Paper No. 234-2
Presentation Time: 9:00 AM-6:30 PM
WELL LOG FACIES CLASSIFICATION FOR IMPROVED GEOLOGICAL MODELING AND SEISMIC DATA INTERPRETATION
Knowledge of the vertical extent of the reservoir and its zonation is of great importance in hydrocarbon exploration and underground carbon sequestration projects. Fundamental properties of reservoir and confining rocks are usually understood by their detailed description in the field (lithofacies analysis) and laboratory (petrofacies analysis). However, in most subsurface studies, the facies (lithofacies and petrofacies) determination is impractical, due to lack of cores and cuttings.

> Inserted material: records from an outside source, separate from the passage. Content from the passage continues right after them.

PR #42, opened 2015-05-25
Explicitly reveal mindelay skill to the player.

alexjurkiewicz:
Previously base & minimum delay was revealed to the player, which
required maths to make use of. Now the base delay is hidden and instead
is shown mindelay and the skill required to reach it.

For weapons that cannot reach mindelay (eg Dark Maul), the level shown
is 28, which I think is nice :).

This commit would break for any weapons that require an odd skill level
to reach mindelay, but I don't think any such weapons do/can exist.


bhickey:
amalloy is right on this one. Showing the required skill is a great improvement, but let's retain the delay numbers as well. There's plenty of room on the weapon screen.

alexjurkiewicz:
Base delay is shown as before now

PR #48, opened 2015-06-01
Tweak GC/GSC base delays

alexjurkiewicz:
These aren't used much right now since they overlap so closely with
GSCs. 16dam/-4acc, compared to 15/-1 for eveningstar/double sword,
22/-7 for GSC and 17/-4 for great mace. Delay remains unchanged.

### DIFF
--- a/crawl-ref/source/itemprop.cc
+++ b/crawl-ref/source/itemprop.cc
@@ -384,10 +384,10 @@ static const weapon_def Weapon_prop[] =
     { WPN_GREAT_MACE,        "great mace",         17, -4, 17,  9,
         SK_MACES_FLAILS, SIZE_MEDIUM,  SIZE_BIG,    MI_NONE,
         DAMV_CRUSHING, 3, 10, M_AND_F_BRANDS },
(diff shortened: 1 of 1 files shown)


alexjurkiewicz:
I basically agree with this concern:

    06:16 <+gammafunk> well I guess my concern is creating a situation where, because of Og ev penalty, you'd be silly to ever go 2h
    06:17 <+gammafunk> since dealing with bad defenses to get massive damage is kind of the only reason og exists
    06:18 <+gammafunk> currently an og can go evening star and get acceptable damage with good defenses, but not something close to 2hweapon damage.
                   Making gc just slightly better than eveningstar also doesn't sound more interesting
    06:18 <+gammafunk> again elliptic is good to query on this; maybe he can see a fit for gc or another 1h weapon
    06:19 <+gammafunk> if gc really is boring removal is always an option

Any devs with an opinion?

alexjurkiewicz:
Updated title and commit as per IRC discussion

alexjurkiewicz:
Ping. Commit message:

> Now require 18 & 24 skill respectively to reach mindelay (from 20 & 22) which should give GCs a bit more of a niche to be useful in.

PR #49, opened 2015-06-02
Add +weapon skill as artefact properties.

alexjurkiewicz:
They generate rarely on artefacts with the following restrictions:
* Only one +skill type per artefact
* Weapons can only get +skill that is relevant

Approximately 1 in 10 artifacts gets a +skill.

Also update Fencer's Gloves (and art-data.pl) to use these new
properties.


alexjurkiewicz:
I was thinking of this while deleting the spear of botono. I'd like to extend the system to generate skill bonuses for spellcasting and other skills and to weight the generated skill depending on the likely use of the armour (eg +/-spells on robes, +/- weapons on plate).

alexjurkiewicz:
todo: update shopping.cc artefact_value

MarvinPA:
This doesn't sound like an especially interesting property to me. It's very narrow, and I don't think it's even especially great on the Fencer's Gloves (where it's at least a unique, vaguely thematic unrand property).

alexjurkiewicz:
I think this prop is interesting on weapons: a good weapon with +skill in a
cross trained category would become more appealing, and -skill on a weapon
you like would create a choice about "overskilling".

More generally I like that this prop is sort of a vague meleedude analog to
spell enhancers. Slay is to Wiz as +Axe is to a fire enhancer!

alexjurkiewicz:
21:44 <+|amethyst> chequers:  I do think -skill on armour/jewellery probably should go
21:44 <+|amethyst> chequers:  since it's so likely to be irrelevant

cbuchananhowland:
I'm concerned that +slaying is more like Wiz & a fire enhancer at once, but so is +Axes. The differences are 1) +Axes doesn't affect aux attacks, and 2) the scaling is a bit different. I'm not sure if either of those is a compelling enough difference to add this on top of +slaying -- tho I suppose weapons can't get +slaying right now.

If players find the property on a weapon that's worth using and also haven't skilled to min delay already, it could affect their skilling choices. I'm having trouble deciding whether I think that it would significantly impact skilling choices and whether that's a good thing. 

I think I'm leaning slightly against, but wouldn't be against trying it out.

MarvinPA:
I agree with the concerns PleasingFungus and gammafunk mentioned in IRC, and still don't think it's interestingly distinct from a more narrow +slaying - even though it does have some slightly different effects, I don't think the extra complication makes them worthwhile.

alexjurkiewicz:
Sounds like this idea isn't well received in general, so I'll lcose this PR... for now...

PR #57, opened 2015-06-08
Optionally wait for full HP and MP before exploring

robobario:
A minor improvement to auto explore. The option defaults to false. (my flatmate wanted it to be like the ToME auto-explore)


neilmoore:
Hm, it feels like this should use rest_wait_percent rather than 100%.  See should_stop_resting in player.cc, for example.

robobario:
I've updated is_completely_rested to use should_stop_resting internally.

neilmoore:
It's in, thanks!  Turns out should_stop_resting isn't exactly what you need because it uses == where this should use >=, sorry about that.  I fixed it up (and removed the stray init.txt).

PR #60, opened 2015-06-11
Ecu altar fixes

alexjurkiewicz:


MarvinPA:
The logic-moving commit there has two different versions of _pray_ecumenical_altar (the old one as well as the updated one).

MarvinPA:
Fixed that and pushed, minus the Ru bonus.

PR #211, opened 2016-01-08
Ignore splash damage for reach attacks.

dkorduban:
Currently if you attack a jelly with a polearm from distance, you still get a message "your hands burn". That doesn't make much sense for me. I mean, if I get burned from distance 2 attacking jelly, why can't jelly just spit acid from distance 2 actively? I guess the idea about this monster was that it was only close range.

Also, all other player auxiliary/monster flavour melee attacks require being adjacent except from this one piece.

### DIFF
--- a/crawl-ref/source/melee_attack.cc
+++ b/crawl-ref/source/melee_attack.cc
@@ -2105,6 +2105,10 @@ void melee_attack::attacker_sustain_passive_damage()
     if (attacker->res_acid() >= 3)
         return;
 
+    // Ignore splash damage for reach attacks.
+    if (!adjacent(attacker->position, defender->position))
+        return;
+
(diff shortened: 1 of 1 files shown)


PleasingFungus:
Wrt flavor, one can imagine the impact of the hit spraying acid backwards (at the attacker); it's not an active action on the jelly's part, obviously.

No strong opinion on the mechanics.

crawl-ref/source/melee_attack.cc
```diff
@@ -2105,6 +2105,10 @@ void melee_attack::attacker_sustain_passive_damage()
     if (attacker->res_acid() >= 3)
         return;
 
+    // Ignore splash damage for reach attacks.
+    if (!adjacent(attacker->position, defender->position))
```
wheals: should call `pos()` on them, not access the private field `position`

PR #212, opened 2016-01-09
Origin/sif hunger

aolowin:
Give Sif a passive buff for spell casting.


PleasingFungus:
Is there any context/reasoning for this?

aolowin:
The main reasoning is for an early/mid-game boost. Miscast reduction doesn't happen til high piety and book giving is pretty slow. Amnesia isn't needed until late when you have a larger selection of potential spells to choose from. Late game spellcasting skill and higher int mean hunger isn't a big issue but it definitely can be earlier. Right now Sif feels like you get channeling and then nothing for a long time.

PleasingFungus:
To reduce the feeling of "you get channeling and then nothing for a long time", 5d26797 moves miscast protection to 2*. Thanks for the PR and the reasoning!

PR #213, opened 2016-01-09
The cloak of Preservation.

aolowin:


neilmoore:
A few things (ignoring balance):
1. there is an occasional message saying that the cloak looks more tattered, but that doesn't do anything.  The message seems misleading: it implies that the damage shaving is damaging the item.
2. why does the cloak allow itself to respawn when it crumbles after lifesaving?

aolowin:
1. is flavour so you're not as surprised when it crumbles to dust.
2. is my misreading the effect of UNIQ_NOT_EXISTS. I'll remove that line.

alexjurkiewicz:
The flavour message could perhaps be better implemented as item speech -- see how the majin-bo works.

wheals:
I don't feel very good about introducing something that's basically a non-guaranteed amulet of life saving. I think the unrand could stand out even if it were just damage shaving on a +0 (or maybe even lower enchantment) cloak,

MarvinPA:
I don't think damage shaving is really a good equipment property. It works fine on the Fortitude card as something you can have consumable access to, but on a cloak it seems like it'll just be always plain good, or just plain not very good if it has enough -AC that the damage shaving wouldn't compensate for it, except for against the relatively rare sources of AC-ignoring damage.

PleasingFungus:
Closing per above comments.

In situations where wireline logs are the only sufficient data available, the logfacies or electrofacies are determined instead. Reliably predicting lithological and depositional facies is an essential component of reservoir characterization and geological modeling. In this study we show how statistical rock physics techniques combined with seismic information can be used to classify reservoir and sealing lithologies. One of the innovations was to use logfacies profile (obtained from interactive cluster analysis of wireline log data) in seismic data interpretation. The methods were applied to a study area on the Rock Springs Uplift (RSU) in southwest Wyoming, a potential long-term CO2 sequestration site. Initial investigations at this site focused on the Weber Sandstone and the Madison Limestone as potential reservoirs, and the overlying Triassic Chugwater Group and Dinwoody Formations as the major sealing strata (Surdam, 2013, Springer). We integrated well log measurements from the RSU #1 stratigraphic test well with numerous core samples that resulted in subdivision of the targeted formations into six petrofacies classes based on their composition and texture. Interactive cluster analysis of well logs was used to verify this classification and to build a continuous logfacies profile. This profile clearly illustrates lithological heterogeneity and is better constrained than facies models derived from conventional petrographic examination of cores.